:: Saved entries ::
=== Begin Enclosure ===

PR #2867, opened 2020-07-17
DS-4527: Authorizations endpoint and X-On-Behalf-Of headers

### LINKED ISSUE #2810: DS-4527: Authorizations endpoint should also recognize Authorization and X-On-Behalf-Of headers
This is a duplicate of [DS-4527](https://jira.lyrasis.org/browse/DS-4527)

Estimate from release plan: TBD -- needs further investigation
Expressing interest: TBD

Per discussion in Slack on June 15, 2020 between Art Lowel (Atmire), Andrea Bollini (4Science) and myself.

Currently, the /api/authz/authorizations/search/object endpoint returns a list of matching authorizations only for the individual specified as the "eperson" parameter (or anonymous users if the "eperson" parameter is missing).

This would mean that for the client (e.g. Angular UI) to check the permissions of the currently logged in user, it would need to ensure the current eperson's UUID is passed as a param to this method. While that is not complex, it's duplicative as the current user information already exists in the Authorization header passed on every request (after logged in).

Ideally, this endpoint should default to reading current user information from the Authorization and/or X-on-behalf-of (for "log in as" functionality) headers, so that the client only needs to use the "eperson" parameter if a different user's permissions need to be retrieved.

It should be noted that this would change current behavior, as currently a missing "eperson" param means that the backend should return anonymous access permissions. Because of this, we may want to pass a eperson=anonymous parameter for this scenario.

The overall suggested logic is as follows:

Use eperson param if it exists (highest priority). A value of eperson=anonymous can be used to check anonymous permissions while logged in.
Use X-on-behalf-of header if exists & no eperson param
Use Authorization header if exists, and none of the above
If nothing above exists, then no one is logged in, so it'd be an anonymous user asking about anonymous permissions. (Or we could choose to throw an error here and only support anonymous queries by using eperson=anonymous)
This effort is not yet estimated & may need further investigation before implementation

benbosman:
Authorizations endpoint should also recognize Authorization and X-On-Behalf-Of headers

## References
* Link to [JIRA](https://jira.lyrasis.org/browse/DS-4527) ticket
* Fixes #2810 

## Description
This fixes two problems with the Authorizations endpoint:
* The eperson parameter is no longer required, it will use the eperson from the authentication header
* If the X-On-Behalf-Of header is present, it will use the eperson from that header

## Instructions for Reviewers
Best to review this by requesting whether the user has authorization without specifying the eperson parameter.
Make sure to also verify it using the log-in-as functionality

## Checklist

### DIFF
--- a/dspace-server-webapp/src/main/java/org/dspace/app/rest/repository/AuthorizationRestRepository.java
+++ b/dspace-server-webapp/src/main/java/org/dspace/app/rest/repository/AuthorizationRestRepository.java
@@ -242,25 +242,27 @@ public class AuthorizationRestRepository extends DSpaceRestRepository<Authorizat
      */
     private EPerson getUserFromRequestParameter(Context context, UUID epersonUuid)
             throws AuthorizeException, SQLException {
+
         EPerson currUser = context.getCurrentUser();
-        EPerson user = currUser;
-        if (epersonUuid != null) {
+
+        if (epersonUuid == null) {
+            // no user is specified in the request parameters, check the permissions for the current user
+            return currUser;
+
+        } else {
+            // a user is specified in the request parameters
+
             if (currUser == null) {
                 throw new AuthorizeException("attempt to anonymously access the authorization of the eperson "
                         + epersonUuid);
-            } else {
-                // an user is specified in the request parameters
-                if (!authorizeService.isAdmin(context) && !epersonUuid.equals(currUser.getID())) {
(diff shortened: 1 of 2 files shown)


tdonohue (approved):
👍 This looks good to me. I've tested authentication on both the backend & frontend using this PR & everything still works.  Also tested impersonating another user and that still works.  The updated ITs here look good & the actual code changes are less than 10 lines

PR #1775, opened 2024-04-22
fix fuzz integer overflow in cram encoder.

jkbonfield:
Input files with very long CIGAR strings and consensus generated embedded reference can lead to exceptionally long CRAM blocks which overflow the check for large size fluctuations (to trigger new compression metric assessments).

Reformulated the expression to avoid scaling up values.

Credit to OSS-Fuzz
Fixes oss-fuzz 68225

### DIFF
--- a/cram/cram_io.c
+++ b/cram/cram_io.c
@@ -1984,11 +1984,15 @@ int cram_compress_block2(cram_fd *fd, cram_slice *s,
         // We also get large fluctuations based on genome coordinate for
         // e.g. SA:Z and SC series, but we consider the typical scale of
         // delta between blocks and use this to look for abnormality.
+
+        // Equivalent to (but minus possible integer overflow)
+        //   (b->uncomp_size + 1000)/4 > metrics->input_avg_sz+1000 ||
+        //    b->uncomp_size + 1000    < (metrics->input_avg_sz+1000)/4)
         if (metrics->input_avg_sz &&
-            (b->uncomp_size + 1000 > 4*(metrics->input_avg_sz+1000) ||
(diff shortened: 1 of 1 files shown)


cram/cram_io.c
```diff
@@ -1985,10 +1985,10 @@ int cram_compress_block2(cram_fd *fd, cram_slice *s,
         // e.g. SA:Z and SC series, but we consider the typical scale of
         // delta between blocks and use this to look for abnormality.
         if (metrics->input_avg_sz &&
-            (b->uncomp_size + 1000 > 4*(metrics->input_avg_sz+1000) ||
+            ((b->uncomp_size + 1000)/4 > metrics->input_avg_sz+1000 ||
              b->uncomp_size + 1000 < (metrics->input_avg_sz+1000)/4) &&
```
daviesrob, line 1989: Strictly, I think this can still overflow due to the `+ 1000` on both sides.  However, by expanding out the brackets and subtracting 1000 from both sides it's possible to get something that behaves itself:
```suggestion
            (b->uncomp_size/4 - 750 > metrics->input_avg_sz ||
             b->uncomp_size < metrics->input_avg_sz/4 - 750) &&
```
Note that this relies on both `b->uncomp_size` and `metrics->input_avg_sz` being signed values.  As the next part also has this requirement I don't think it's a major problem, but we might want to bear it in mind if we ever wanted to change either to be unsigned (e.g. `size_t`).

jkbonfield: I've worked through the expansion and I agree with the same thing.  It's a bit obscure, so I'll add a comment.

daviesrob:
Rebased to pick up the recent test fixes...

PR #1779, opened 2024-04-30
Extend annot-tsv, adding several new options

pd3:
-d, --delim
    .. add support for other delimiters, not just tab

-h, --headers
    .. allow header lines in different formats. This is motivated
       by the common use of files with the first row containing
       column names but without the leading # character.

-I, --no-header-idx
    .. suppress column index numbers in the printed header. When
       given twice, drops the entire header

--help
    .. changed from `-h, --help` to just `--help`. Note this option
       was not advertised in the man page nor the usage page,
       therefore it should be okay to reuse it for `-h, --headers`.


annot-tsv.c
```diff
@@ -315,47 +316,90 @@ void free_payload(void *payload)
...
         }
+        if ( nth_row>0 )
+        {
+            // N>1 .. regardless of this being a comment or data line, read until Nth line
+            if ( ++irow < nth_row ) continue;
+            break;
+        }
+        // N<0 .. keep abs(N) comment lines in a sliding buffer
+        if ( dat->line.s[0]!='#' ) break;   // data line
+        if ( nbuf == -nth_row )
```
whitwham, line 365: With a negative in the nth_row the first line of the actual data is missing in the output and memory is leaked from the strdup.

whitwham:
Thanks for the memory leak change but the negative header values are still not working.

So (from the tests):
`annot-tsv -s src.11.txt -t dst.11.txt -c chr1,beg1,end1:chr,beg,end -f smpl1:src_smpl -h 2:2 -II` 

gives:

> 1	10	20	A	A
1	30	40	A	B
1	50	60	A	.

Which is correct, but using the same files:
`annot-tsv -s src.11.txt -t dst.11.txt -c chr1,beg1,end1:chr,beg,end -f smpl1:src_smpl -h 2:-1 -II`

gives:

> 1	30	40	A	B
1	50	60	A	.

So unless I'm using it wrong the first line is going missing.

pd3:
Duh, it should work now, sorry

PR #1792, opened 2024-06-20
Replace assert(0) with abort()

### LINKED ISSUE #1791: assert(0) is bad practice
if you compile with NDEBUG asserts go away 
https://github.com/samtools/htslib/blob/5f205334cd04bcdac74b1b6d46f88d57a05eaf1c/synced_bcf_reader.c#L545
suggest replacing with abort();

mp15:
Replaces assert(0) with abort(). This ensures no behaviour change except the check is now not skipped when NDEBUG is defined.
Fixes #1791

### DIFF
--- a/synced_bcf_reader.c
+++ b/synced_bcf_reader.c
@@ -25,6 +25,7 @@ DEALINGS IN THE SOFTWARE.  */
 #define HTS_BUILDING_LIBRARY // Enables HTSLIB_EXPORT, see htslib/hts_defs.h
 #include <config.h>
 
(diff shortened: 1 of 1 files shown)


jkbonfield:
I see it calls `exit(1)` earlier.  It ought to return rather than exit, but I haven't looked into what uses it and whether any code checks for errors.

pd3:
This would benefit from a review. It might be better to propagate some of these errors to the caller rather than exit. However, this is certainly better than what was there before. Thank you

=== End Enclosure ===

:: YOUR ASSIGNMENT ::
Check each line of the records for the word "what" and extract those that contain it.

:: ANSWER TO THIS PROBLEM ::
I see it calls `exit(1)` earlier.  It ought to return rather than exit, but I haven't looked into what uses it and whether any code checks for errors.
This would benefit from a review. It might be better to propagate some of these errors to the caller rather than exit. However, this is certainly better than what was there before. Thank you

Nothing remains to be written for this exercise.